__PROVIDED INFORMATION__:

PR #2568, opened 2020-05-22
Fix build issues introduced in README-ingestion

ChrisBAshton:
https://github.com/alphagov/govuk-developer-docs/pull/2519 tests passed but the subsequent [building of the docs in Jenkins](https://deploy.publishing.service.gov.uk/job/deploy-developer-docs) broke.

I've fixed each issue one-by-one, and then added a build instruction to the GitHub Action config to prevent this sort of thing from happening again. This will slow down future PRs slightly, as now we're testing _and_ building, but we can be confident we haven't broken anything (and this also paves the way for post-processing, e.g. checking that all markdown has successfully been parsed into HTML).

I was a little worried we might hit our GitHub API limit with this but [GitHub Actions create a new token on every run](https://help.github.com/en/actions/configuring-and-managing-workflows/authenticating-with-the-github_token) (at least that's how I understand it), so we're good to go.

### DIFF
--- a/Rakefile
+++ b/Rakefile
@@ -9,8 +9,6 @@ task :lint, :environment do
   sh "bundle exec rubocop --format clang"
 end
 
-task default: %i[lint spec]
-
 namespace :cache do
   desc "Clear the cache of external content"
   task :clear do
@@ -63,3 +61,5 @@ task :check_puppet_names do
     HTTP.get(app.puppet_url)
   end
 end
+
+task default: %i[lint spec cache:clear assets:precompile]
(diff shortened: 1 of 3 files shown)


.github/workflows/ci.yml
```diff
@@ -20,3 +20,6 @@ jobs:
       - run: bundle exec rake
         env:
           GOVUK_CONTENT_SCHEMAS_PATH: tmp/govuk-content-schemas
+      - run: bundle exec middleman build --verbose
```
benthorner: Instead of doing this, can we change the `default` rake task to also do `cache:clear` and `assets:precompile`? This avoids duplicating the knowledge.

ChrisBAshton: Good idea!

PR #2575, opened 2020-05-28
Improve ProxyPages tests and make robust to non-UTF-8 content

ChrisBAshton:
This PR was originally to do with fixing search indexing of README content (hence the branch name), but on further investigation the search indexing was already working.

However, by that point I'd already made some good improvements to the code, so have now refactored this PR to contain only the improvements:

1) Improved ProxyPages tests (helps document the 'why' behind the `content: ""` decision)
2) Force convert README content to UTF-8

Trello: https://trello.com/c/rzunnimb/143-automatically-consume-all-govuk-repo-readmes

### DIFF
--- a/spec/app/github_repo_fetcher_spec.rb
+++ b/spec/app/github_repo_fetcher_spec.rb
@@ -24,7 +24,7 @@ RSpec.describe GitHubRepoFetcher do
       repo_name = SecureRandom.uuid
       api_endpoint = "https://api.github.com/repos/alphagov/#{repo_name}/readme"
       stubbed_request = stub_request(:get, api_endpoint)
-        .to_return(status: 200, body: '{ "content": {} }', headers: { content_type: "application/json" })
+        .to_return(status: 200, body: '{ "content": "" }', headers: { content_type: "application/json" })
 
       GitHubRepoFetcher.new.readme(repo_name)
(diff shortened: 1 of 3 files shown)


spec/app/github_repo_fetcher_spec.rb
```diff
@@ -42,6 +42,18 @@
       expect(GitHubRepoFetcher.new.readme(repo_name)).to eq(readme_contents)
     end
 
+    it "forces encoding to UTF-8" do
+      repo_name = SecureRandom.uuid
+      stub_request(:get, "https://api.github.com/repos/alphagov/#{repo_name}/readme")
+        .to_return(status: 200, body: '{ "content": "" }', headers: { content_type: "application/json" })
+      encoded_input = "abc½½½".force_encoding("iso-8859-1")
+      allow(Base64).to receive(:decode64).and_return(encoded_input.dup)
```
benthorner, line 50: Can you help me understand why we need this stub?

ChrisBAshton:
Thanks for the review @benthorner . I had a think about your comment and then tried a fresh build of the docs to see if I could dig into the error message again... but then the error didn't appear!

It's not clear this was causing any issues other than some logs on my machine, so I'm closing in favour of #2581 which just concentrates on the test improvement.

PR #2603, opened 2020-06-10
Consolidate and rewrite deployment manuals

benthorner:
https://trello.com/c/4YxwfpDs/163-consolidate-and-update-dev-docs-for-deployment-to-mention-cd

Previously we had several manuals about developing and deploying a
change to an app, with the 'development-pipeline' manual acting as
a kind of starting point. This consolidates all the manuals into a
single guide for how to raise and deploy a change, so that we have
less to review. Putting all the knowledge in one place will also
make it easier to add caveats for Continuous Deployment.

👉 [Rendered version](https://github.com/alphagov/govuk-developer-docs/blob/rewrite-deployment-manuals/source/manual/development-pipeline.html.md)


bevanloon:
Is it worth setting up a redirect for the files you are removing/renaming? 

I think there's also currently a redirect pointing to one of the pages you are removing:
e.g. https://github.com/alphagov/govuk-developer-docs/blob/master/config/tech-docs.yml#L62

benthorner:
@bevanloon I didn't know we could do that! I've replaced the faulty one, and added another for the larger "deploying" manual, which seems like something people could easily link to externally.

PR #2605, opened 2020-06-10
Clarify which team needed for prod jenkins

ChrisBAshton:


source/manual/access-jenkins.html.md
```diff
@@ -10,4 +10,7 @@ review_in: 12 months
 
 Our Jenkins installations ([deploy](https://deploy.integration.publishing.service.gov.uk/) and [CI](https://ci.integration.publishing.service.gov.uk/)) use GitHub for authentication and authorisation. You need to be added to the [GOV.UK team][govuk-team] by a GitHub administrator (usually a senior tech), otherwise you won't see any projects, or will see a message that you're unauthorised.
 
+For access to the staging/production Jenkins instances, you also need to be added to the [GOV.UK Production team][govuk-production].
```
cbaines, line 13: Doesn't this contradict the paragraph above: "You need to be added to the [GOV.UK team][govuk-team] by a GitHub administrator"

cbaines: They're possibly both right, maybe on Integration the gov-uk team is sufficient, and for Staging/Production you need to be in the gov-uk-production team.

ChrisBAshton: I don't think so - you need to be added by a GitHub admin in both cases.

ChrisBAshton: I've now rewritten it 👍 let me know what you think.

__EXERCISE DETAILS__: Copy each line of the data above without altering a single character.

__RESPONSE AREA__:
PR #2568, opened 2020-05-22
Fix build issues introduced in README-ingestion

ChrisBAshton:
https://github.com/alphagov/govuk-developer-docs/pull/2519 tests passed but the subsequent [building of the docs in Jenkins](https://deploy.publishing.service.gov.uk/job/deploy-developer-docs) broke.

I've fixed each issue one-by-one, and then added a build instruction to the GitHub Action config to prevent this sort of thing from happening again. This will slow down future PRs slightly, as now we're testing _and_ building, but we can be confident we haven't broken anything (and this also paves the way for post-processing, e.g. checking that all markdown has successfully been parsed into HTML).

I was a little worried we might hit our GitHub API limit with this but [GitHub Actions create a new token on every run](https://help.github.com/en/actions/configuring-and-managing-workflows/authenticating-with-the-github_token) (at least that's how I understand it), so we're good to go.

### DIFF
--- a/Rakefile
+++ b/Rakefile
@@ -9,8 +9,6 @@ task :lint, :environment do
   sh "bundle exec rubocop --format clang"
 end
 
-task default: %i[lint spec]
-
 namespace :cache do
   desc "Clear the cache of external content"
   task :clear do
@@ -63,3 +61,5 @@ task :check_puppet_names do
     HTTP.get(app.puppet_url)
   end
 end
+
+task default: %i[lint spec cache:clear assets:precompile]
(diff shortened: 1 of 3 files shown)


.github/workflows/ci.yml
```diff
@@ -20,3 +20,6 @@ jobs:
       - run: bundle exec rake
         env:
           GOVUK_CONTENT_SCHEMAS_PATH: tmp/govuk-content-schemas
+      - run: bundle exec middleman build --verbose
```
benthorner: Instead of doing this, can we change the `default` rake task to also do `cache:clear` and `assets:precompile`? This avoids duplicating the knowledge.

ChrisBAshton: Good idea!

PR #2575, opened 2020-05-28
Improve ProxyPages tests and make robust to non-UTF-8 content

ChrisBAshton:
This PR was originally to do with fixing search indexing of README content (hence the branch name), but on further investigation the search indexing was already working.

However, by that point I'd already made some good improvements to the code, so have now refactored this PR to contain only the improvements:

1) Improved ProxyPages tests (helps document the 'why' behind the `content: ""` decision)
2) Force convert README content to UTF-8

Trello: https://trello.com/c/rzunnimb/143-automatically-consume-all-govuk-repo-readmes

### DIFF
--- a/spec/app/github_repo_fetcher_spec.rb
+++ b/spec/app/github_repo_fetcher_spec.rb
@@ -24,7 +24,7 @@ RSpec.describe GitHubRepoFetcher do
       repo_name = SecureRandom.uuid
       api_endpoint = "https://api.github.com/repos/alphagov/#{repo_name}/readme"
       stubbed_request = stub_request(:get, api_endpoint)
-        .to_return(status: 200, body: '{ "content": {} }', headers: { content_type: "application/json" })
+        .to_return(status: 200, body: '{ "content": "" }', headers: { content_type: "application/json" })
 
       GitHubRepoFetcher.new.readme(repo_name)
(diff shortened: 1 of 3 files shown)


spec/app/github_repo_fetcher_spec.rb
```diff
@@ -42,6 +42,18 @@
       expect(GitHubRepoFetcher.new.readme(repo_name)).to eq(readme_contents)
     end
 
+    it "forces encoding to UTF-8" do
+      repo_name = SecureRandom.uuid
+      stub_request(:get, "https://api.github.com/repos/alphagov/#{repo_name}/readme")
+        .to_return(status: 200, body: '{ "content": "" }', headers: { content_type: "application/json" })
+      encoded_input = "abc½½½".force_encoding("iso-8859-1")
+      allow(Base64).to receive(:decode64).and_return(encoded_input.dup)
```
benthorner, line 50: Can you help me understand why we need this stub?

ChrisBAshton:
Thanks for the review @benthorner . I had a think about your comment and then tried a fresh build of the docs to see if I could dig into the error message again... but then the error didn't appear!

It's not clear this was causing any issues other than some logs on my machine, so I'm closing in favour of #2581 which just concentrates on the test improvement.

PR #2603, opened 2020-06-10
Consolidate and rewrite deployment manuals

benthorner:
https://trello.com/c/4YxwfpDs/163-consolidate-and-update-dev-docs-for-deployment-to-mention-cd

Previously we had several manuals about developing and deploying a
change to an app, with the 'development-pipeline' manual acting as
a kind of starting point. This consolidates all the manuals into a
single guide for how to raise and deploy a change, so that we have
less to review. Putting all the knowledge in one place will also
make it easier to add caveats for Continuous Deployment.

👉 [Rendered version](https://github.com/alphagov/govuk-developer-docs/blob/rewrite-deployment-manuals/source/manual/development-pipeline.html.md)


bevanloon:
Is it worth setting up a redirect for the files you are removing/renaming? 

I think there's also currently a redirect pointing to one of the pages you are removing:
e.g. https://github.com/alphagov/govuk-developer-docs/blob/master/config/tech-docs.yml#L62

benthorner:
@bevanloon I didn't know we could do that! I've replaced the faulty one, and added another for the larger "deploying" manual, which seems like something people could easily link to externally.

PR #2605, opened 2020-06-10
Clarify which team needed for prod jenkins

ChrisBAshton:


source/manual/access-jenkins.html.md
```diff
@@ -10,4 +10,7 @@ review_in: 12 months
 
 Our Jenkins installations ([deploy](https://deploy.integration.publishing.service.gov.uk/) and [CI](https://ci.integration.publishing.service.gov.uk/)) use GitHub for authentication and authorisation. You need to be added to the [GOV.UK team][govuk-team] by a GitHub administrator (usually a senior tech), otherwise you won't see any projects, or will see a message that you're unauthorised.
 
+For access to the staging/production Jenkins instances, you also need to be added to the [GOV.UK Production team][govuk-production].
```
cbaines, line 13: Doesn't this contradict the paragraph above: "You need to be added to the [GOV.UK team][govuk-team] by a GitHub administrator"

cbaines: They're possibly both right, maybe on Integration the gov-uk team is sufficient, and for Staging/Production you need to be in the gov-uk-production team.

ChrisBAshton: I don't think so - you need to be added by a GitHub admin in both cases.

ChrisBAshton: I've now rewritten it 👍 let me know what you think.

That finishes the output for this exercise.